Wie kam deine Verbindung zur Radiologie zustande?

Nach etlichen Jahren in einer typisch amerikanischen Unternehmensberatung wollte ich mich selbst als Unternehmer beweisen. Das Gesundheitswesen schien mir aufgrund seiner Dynamik als interessantes Marktumfeld. Schnell lernte ich JST und die Curagita kennen – seit 2002 gehört mein ehemaliges Unternehmen zur Curagita. Anfangs leistete ich meinen Beitrag zum Wachstum der Radiologienetze. Seit 2010 trage ich als Vorstand Gesamtverantwortung für unser Unternehmen.

 

Nach 20 Jahren – wohin richtet sich dein Blick heute?

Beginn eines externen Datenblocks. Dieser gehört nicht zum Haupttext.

PR #4988, opened 2025-12-29
deps: Test against libraw 0.21.5

lgritz:


lgritz:
In anticipation of the imminent monthly patch release, I'm preemptively merging this, since it only changes CI test cases and not code.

Ich bin gerade 50 geworden, Curagita 20 – runde Geburtstage erlauben schon mal den Blick zurück: Innovationskraft und Radiologennähe – das ist für mich die Quintessenz unserer Vergangenheit.

 

Was meinst du damit?

Innovationskraft ist eine Kombination aus Vorstellungsvermögen und Durchsetzungskraft. Es liegt in der DNA der Curagita, auch abseits der eingetretenen Pfade zu denken und die Phantasie von Mitarbeitern, Lieferanten und Kunden zu wecken. Die Durchsetzungskraft kam bei uns immer mit der Radiologennähe. Und darunter verstehen wir nicht „Kundennähe“ im Sinne eines Marketing-Anspruchs. Radiologennähe für uns hieß immer Mitsprache (z.B. in Vollversammlungen), Mitgestaltung (z.B. in Fachgruppen) und Kontrolle (z.B. in Aufsichtsräten). Das Wort „Kunde“ kommt uns schwer über die Lippen, wir brauchen Begriffe wie „Mitglied“ oder „genossenschaftlich“. Unsere Hingabe an Radiologen ist uneingeschränkt – private Freunde aus anderen Branchen halten das für verrückt. Ich halte es für unser Erfolgsgeheimnis. Ich denke dabei immer an diese alte Geschichte. Ein unzufriedener Kunde beim Bäcker hat zwei Möglichkeiten: Er kann sich beschweren und auf Besserung hoffen oder er kann seine Brötchen woanders einkaufen. Unser Weg ist viel radikaler: Radiologen sagen uns, welche Brötchen wir zu backen haben.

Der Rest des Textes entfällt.